### PROBLEM TO SOLVE
From the material below, pull each line containing the string "duration".

####

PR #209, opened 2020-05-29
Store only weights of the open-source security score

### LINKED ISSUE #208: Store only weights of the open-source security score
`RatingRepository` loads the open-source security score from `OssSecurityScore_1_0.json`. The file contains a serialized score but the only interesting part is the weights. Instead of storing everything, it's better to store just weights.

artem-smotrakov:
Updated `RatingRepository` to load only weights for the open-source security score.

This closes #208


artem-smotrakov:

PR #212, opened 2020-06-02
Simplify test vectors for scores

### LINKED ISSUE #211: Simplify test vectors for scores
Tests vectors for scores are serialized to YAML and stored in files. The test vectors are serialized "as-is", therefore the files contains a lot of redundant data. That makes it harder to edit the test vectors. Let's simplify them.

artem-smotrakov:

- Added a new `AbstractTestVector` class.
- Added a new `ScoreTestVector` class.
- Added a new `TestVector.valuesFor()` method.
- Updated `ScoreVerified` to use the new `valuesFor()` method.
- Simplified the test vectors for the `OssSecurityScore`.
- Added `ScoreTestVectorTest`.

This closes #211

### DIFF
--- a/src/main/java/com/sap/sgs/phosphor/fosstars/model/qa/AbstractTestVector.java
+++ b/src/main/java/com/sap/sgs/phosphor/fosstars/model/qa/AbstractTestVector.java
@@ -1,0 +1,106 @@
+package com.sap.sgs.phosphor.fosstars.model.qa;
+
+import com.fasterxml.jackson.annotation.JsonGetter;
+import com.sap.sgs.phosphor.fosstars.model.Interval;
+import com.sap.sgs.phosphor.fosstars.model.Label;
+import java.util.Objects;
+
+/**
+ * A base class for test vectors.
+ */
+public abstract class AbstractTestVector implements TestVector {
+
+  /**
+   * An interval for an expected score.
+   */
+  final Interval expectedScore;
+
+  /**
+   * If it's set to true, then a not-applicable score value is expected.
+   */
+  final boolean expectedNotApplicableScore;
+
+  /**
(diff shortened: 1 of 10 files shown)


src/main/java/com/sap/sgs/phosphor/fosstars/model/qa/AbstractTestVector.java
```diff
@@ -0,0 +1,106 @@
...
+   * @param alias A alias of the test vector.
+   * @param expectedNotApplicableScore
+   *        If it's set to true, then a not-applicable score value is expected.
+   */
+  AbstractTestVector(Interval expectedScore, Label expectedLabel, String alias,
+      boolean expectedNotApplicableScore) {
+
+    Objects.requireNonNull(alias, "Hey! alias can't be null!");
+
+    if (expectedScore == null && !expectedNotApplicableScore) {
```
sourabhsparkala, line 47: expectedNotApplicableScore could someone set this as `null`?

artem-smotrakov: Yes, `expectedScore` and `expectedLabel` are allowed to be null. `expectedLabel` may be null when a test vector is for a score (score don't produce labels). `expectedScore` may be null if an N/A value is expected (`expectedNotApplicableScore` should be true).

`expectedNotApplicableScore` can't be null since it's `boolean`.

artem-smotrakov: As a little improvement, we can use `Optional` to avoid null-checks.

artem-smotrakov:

####

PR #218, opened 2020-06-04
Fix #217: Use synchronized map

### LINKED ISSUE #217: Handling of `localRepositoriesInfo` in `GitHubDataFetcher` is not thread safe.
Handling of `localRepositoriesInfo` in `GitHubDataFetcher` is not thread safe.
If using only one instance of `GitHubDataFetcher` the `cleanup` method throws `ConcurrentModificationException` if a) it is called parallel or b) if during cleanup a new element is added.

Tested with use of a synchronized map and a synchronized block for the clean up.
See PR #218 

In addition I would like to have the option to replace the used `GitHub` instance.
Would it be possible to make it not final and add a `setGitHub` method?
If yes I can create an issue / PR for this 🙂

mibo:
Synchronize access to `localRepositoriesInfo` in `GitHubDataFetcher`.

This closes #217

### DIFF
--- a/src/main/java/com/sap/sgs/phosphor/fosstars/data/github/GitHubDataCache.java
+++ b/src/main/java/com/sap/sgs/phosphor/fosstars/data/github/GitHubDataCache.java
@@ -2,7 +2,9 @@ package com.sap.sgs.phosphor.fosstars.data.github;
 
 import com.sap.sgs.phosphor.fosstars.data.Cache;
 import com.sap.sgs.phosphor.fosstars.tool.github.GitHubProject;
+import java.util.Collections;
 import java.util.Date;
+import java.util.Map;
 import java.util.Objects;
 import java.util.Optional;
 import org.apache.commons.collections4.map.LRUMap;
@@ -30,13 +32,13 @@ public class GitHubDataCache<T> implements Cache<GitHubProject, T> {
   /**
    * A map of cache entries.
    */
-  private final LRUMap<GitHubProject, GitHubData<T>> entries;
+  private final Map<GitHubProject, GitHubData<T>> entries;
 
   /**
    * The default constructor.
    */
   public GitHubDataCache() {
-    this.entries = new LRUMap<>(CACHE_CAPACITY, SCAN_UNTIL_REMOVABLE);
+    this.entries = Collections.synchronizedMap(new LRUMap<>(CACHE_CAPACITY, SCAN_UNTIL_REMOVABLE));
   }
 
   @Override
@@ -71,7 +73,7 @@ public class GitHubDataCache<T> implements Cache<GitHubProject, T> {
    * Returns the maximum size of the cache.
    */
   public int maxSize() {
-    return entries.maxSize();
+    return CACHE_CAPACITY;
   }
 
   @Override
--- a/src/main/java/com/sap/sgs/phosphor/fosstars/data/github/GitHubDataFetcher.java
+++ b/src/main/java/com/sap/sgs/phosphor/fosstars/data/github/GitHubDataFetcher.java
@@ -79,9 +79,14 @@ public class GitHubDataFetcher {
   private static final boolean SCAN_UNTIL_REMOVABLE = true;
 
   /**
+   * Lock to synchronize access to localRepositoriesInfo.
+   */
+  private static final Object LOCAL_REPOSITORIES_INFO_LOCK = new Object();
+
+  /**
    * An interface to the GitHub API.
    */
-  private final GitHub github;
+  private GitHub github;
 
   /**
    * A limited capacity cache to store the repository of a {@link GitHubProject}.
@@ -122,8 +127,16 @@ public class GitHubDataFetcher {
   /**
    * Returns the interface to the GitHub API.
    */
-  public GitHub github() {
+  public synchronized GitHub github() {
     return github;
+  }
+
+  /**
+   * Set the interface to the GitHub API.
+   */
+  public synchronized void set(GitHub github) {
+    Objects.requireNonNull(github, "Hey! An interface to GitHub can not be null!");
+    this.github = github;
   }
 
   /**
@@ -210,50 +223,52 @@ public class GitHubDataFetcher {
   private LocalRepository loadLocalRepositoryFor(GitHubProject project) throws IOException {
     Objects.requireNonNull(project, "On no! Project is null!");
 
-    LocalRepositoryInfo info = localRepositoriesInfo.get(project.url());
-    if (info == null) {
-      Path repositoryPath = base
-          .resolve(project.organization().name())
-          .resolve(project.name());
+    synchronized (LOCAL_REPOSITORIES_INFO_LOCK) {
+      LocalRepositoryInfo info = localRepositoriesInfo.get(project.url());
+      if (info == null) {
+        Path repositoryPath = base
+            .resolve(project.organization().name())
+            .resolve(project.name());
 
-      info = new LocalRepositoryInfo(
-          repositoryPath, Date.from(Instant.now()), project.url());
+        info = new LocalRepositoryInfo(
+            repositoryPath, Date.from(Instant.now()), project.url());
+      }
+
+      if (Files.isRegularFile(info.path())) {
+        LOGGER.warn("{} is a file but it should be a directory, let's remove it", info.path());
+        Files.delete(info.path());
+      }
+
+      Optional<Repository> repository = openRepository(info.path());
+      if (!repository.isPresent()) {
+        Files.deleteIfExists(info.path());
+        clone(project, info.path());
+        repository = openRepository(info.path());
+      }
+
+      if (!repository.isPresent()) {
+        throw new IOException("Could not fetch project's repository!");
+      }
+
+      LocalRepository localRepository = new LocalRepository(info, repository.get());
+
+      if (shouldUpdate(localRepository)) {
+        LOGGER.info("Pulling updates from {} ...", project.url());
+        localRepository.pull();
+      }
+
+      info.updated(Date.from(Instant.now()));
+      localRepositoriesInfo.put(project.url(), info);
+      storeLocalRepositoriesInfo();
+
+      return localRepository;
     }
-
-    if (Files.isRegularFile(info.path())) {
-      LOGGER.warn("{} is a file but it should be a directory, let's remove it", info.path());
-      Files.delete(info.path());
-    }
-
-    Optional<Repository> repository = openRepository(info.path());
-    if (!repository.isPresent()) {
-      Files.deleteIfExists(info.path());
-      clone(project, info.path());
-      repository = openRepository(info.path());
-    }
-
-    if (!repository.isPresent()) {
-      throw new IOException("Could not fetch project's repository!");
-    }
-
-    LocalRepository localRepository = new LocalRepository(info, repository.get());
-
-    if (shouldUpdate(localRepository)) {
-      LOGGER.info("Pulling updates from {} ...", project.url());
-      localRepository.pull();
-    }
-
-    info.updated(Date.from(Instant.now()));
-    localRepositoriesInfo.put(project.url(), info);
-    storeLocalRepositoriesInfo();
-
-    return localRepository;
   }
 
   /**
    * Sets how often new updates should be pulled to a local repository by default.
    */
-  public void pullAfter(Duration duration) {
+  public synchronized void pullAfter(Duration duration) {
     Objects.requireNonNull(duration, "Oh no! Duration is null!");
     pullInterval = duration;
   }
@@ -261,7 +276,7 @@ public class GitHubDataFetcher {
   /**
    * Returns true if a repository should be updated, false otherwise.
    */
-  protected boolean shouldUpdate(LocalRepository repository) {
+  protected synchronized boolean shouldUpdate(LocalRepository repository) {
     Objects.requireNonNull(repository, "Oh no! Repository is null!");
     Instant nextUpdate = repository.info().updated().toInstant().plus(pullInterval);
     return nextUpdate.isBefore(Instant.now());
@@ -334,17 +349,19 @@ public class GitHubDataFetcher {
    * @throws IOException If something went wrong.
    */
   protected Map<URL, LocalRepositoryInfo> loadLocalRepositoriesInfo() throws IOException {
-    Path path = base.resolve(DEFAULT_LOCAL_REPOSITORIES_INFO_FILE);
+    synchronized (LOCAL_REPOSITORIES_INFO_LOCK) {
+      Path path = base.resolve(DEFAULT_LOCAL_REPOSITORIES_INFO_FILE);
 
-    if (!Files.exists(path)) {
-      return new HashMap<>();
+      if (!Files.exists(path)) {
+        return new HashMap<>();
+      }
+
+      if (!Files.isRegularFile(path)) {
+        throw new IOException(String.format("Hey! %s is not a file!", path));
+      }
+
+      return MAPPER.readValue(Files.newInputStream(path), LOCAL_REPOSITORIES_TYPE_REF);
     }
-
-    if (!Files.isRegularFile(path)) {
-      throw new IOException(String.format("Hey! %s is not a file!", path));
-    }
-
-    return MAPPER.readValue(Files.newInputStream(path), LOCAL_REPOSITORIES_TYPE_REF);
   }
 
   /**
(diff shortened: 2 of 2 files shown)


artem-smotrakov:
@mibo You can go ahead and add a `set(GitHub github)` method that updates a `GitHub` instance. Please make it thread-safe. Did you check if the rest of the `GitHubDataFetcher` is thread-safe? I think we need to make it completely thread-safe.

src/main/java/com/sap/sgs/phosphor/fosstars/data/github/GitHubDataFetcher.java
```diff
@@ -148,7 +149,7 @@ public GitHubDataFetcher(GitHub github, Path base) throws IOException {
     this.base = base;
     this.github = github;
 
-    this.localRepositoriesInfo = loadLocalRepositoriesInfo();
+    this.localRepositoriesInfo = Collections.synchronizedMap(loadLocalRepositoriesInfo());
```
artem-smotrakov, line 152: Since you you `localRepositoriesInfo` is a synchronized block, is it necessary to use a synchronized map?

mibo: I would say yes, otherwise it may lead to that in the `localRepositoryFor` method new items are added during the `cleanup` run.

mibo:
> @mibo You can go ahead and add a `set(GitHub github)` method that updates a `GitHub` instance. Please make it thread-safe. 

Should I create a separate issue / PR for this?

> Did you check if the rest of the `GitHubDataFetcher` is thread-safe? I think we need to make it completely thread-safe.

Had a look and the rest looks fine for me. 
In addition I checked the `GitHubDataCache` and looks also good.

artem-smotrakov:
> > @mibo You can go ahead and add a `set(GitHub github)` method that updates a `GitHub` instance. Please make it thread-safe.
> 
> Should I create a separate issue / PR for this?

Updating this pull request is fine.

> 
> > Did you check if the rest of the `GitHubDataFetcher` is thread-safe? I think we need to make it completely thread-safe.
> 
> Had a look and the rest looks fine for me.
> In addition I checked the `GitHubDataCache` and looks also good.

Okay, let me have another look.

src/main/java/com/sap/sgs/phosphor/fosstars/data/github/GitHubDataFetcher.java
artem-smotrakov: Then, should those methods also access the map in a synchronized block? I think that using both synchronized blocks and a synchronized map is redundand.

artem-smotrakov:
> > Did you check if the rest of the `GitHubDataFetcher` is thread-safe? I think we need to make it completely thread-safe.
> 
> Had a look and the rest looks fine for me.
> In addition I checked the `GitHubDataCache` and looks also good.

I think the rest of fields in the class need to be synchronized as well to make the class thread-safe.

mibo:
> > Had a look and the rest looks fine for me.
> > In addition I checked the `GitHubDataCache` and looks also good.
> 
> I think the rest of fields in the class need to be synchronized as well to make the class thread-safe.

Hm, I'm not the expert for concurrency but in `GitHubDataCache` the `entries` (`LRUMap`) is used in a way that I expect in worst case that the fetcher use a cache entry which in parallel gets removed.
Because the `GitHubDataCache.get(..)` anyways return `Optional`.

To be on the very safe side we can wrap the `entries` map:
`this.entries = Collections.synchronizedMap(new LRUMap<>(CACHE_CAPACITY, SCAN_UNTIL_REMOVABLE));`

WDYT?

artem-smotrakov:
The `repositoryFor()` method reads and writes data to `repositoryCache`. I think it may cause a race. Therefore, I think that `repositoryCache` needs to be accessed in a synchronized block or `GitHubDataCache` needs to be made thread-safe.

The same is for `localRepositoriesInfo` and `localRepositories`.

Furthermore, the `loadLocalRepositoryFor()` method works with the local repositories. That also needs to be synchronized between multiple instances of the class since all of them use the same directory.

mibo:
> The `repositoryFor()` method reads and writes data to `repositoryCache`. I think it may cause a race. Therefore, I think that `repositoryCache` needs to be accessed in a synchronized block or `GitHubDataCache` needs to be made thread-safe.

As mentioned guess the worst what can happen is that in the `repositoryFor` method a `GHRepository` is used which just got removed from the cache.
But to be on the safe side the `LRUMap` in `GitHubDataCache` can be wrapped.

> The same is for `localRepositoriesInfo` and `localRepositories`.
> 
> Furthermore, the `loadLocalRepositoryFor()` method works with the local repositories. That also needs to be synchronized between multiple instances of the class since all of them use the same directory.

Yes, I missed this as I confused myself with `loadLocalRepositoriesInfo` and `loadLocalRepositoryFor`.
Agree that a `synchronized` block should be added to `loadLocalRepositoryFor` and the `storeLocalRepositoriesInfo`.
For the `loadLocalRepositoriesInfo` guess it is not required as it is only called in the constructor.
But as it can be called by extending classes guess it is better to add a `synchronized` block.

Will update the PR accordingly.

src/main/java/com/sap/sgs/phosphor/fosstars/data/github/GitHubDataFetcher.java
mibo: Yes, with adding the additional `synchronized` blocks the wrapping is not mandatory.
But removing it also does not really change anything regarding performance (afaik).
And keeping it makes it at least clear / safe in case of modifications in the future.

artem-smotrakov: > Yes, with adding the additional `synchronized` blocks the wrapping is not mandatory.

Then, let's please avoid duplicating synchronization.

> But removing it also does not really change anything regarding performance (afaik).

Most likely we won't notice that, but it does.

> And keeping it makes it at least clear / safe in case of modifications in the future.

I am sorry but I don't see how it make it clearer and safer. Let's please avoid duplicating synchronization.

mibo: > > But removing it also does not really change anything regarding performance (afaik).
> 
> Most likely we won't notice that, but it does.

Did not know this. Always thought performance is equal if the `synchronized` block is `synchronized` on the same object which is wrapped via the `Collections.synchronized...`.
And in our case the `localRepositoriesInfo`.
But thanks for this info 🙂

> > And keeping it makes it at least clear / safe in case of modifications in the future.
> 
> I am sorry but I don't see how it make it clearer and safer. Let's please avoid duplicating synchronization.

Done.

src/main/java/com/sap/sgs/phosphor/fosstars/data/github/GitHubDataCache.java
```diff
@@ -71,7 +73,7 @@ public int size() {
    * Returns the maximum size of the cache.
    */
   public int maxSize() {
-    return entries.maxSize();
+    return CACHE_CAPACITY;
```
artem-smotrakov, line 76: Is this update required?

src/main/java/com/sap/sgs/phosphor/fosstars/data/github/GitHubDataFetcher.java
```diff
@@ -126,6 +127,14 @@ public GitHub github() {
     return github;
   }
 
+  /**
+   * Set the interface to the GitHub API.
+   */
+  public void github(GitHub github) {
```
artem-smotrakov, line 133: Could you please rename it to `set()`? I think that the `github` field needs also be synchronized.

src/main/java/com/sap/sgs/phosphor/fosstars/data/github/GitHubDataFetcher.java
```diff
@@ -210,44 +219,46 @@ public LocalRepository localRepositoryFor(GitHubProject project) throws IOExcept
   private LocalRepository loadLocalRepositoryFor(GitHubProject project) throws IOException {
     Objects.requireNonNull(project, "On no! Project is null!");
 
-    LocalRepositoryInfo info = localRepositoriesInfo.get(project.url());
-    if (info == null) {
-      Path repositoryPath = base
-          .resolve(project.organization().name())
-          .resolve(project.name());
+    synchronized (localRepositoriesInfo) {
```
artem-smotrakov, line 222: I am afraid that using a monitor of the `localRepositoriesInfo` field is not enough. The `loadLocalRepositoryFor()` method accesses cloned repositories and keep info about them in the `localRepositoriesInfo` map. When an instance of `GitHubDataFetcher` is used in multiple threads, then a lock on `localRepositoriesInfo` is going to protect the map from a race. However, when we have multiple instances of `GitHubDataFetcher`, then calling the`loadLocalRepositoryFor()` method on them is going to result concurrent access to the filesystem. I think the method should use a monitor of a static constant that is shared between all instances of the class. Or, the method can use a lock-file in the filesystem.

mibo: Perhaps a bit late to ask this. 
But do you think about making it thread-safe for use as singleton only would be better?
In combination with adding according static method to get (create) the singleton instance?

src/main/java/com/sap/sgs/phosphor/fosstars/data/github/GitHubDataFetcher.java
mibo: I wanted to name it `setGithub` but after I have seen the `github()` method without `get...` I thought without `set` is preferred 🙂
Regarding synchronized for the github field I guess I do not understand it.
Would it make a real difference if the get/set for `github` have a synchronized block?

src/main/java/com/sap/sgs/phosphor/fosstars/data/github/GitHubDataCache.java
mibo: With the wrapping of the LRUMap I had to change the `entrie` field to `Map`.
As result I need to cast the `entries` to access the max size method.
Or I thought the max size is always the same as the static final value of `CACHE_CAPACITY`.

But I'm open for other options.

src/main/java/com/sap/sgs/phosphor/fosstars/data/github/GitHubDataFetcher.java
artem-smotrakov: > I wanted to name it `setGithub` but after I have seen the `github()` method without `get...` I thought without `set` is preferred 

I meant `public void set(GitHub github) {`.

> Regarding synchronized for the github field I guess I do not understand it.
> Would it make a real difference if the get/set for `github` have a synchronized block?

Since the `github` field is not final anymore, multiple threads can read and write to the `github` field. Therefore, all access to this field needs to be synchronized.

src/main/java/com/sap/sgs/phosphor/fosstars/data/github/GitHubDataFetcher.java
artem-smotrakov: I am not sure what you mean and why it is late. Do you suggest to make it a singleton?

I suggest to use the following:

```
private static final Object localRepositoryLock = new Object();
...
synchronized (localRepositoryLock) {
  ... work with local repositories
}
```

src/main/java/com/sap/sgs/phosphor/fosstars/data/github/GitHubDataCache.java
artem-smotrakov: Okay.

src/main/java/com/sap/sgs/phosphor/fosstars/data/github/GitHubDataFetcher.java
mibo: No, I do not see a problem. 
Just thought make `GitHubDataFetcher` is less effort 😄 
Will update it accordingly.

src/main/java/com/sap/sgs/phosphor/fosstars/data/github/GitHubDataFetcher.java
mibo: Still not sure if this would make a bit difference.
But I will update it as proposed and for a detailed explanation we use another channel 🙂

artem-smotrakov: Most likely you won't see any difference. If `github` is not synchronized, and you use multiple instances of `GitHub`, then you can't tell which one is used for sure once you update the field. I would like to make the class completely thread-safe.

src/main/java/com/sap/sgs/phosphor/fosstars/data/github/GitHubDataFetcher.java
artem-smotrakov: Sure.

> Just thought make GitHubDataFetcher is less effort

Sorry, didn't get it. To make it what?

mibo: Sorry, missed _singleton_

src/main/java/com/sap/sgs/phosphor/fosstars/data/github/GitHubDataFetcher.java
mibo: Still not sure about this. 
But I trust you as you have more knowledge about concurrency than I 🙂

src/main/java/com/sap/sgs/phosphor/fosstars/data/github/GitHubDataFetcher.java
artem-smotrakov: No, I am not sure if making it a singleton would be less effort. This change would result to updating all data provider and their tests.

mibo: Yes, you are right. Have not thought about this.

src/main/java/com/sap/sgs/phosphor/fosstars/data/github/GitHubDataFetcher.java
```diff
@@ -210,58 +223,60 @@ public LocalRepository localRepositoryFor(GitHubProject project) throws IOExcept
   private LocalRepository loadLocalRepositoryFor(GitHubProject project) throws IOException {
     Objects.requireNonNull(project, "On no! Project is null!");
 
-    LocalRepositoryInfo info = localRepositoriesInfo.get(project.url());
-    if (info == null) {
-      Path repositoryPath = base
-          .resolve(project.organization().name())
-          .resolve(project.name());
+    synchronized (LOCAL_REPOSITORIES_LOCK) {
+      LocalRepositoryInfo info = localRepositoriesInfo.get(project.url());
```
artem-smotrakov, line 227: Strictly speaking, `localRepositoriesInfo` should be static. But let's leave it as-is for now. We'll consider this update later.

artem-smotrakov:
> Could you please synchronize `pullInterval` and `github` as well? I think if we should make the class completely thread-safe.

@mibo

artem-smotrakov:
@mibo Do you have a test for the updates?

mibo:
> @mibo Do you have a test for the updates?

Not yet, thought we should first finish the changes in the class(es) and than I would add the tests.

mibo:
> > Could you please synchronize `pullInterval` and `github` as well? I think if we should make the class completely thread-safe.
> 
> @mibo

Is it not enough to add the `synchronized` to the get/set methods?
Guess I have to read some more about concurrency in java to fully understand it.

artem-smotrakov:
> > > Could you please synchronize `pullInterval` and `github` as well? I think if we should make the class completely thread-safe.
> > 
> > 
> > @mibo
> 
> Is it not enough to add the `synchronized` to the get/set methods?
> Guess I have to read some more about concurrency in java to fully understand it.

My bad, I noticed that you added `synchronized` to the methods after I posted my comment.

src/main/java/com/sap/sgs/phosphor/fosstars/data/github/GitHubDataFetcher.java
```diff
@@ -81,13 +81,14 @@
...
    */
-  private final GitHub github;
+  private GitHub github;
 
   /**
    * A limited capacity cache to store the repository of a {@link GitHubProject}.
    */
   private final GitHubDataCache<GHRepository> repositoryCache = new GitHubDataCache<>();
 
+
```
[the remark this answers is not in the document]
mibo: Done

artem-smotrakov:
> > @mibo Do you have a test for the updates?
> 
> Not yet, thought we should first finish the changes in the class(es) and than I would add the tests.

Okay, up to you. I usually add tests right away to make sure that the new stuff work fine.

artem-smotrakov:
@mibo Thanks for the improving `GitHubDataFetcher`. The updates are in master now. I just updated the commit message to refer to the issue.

####

### SOLUTION
-  public void pullAfter(Duration duration) {
+  public synchronized void pullAfter(Duration duration) {
     Objects.requireNonNull(duration, "Oh no! Duration is null!");
     pullInterval = duration;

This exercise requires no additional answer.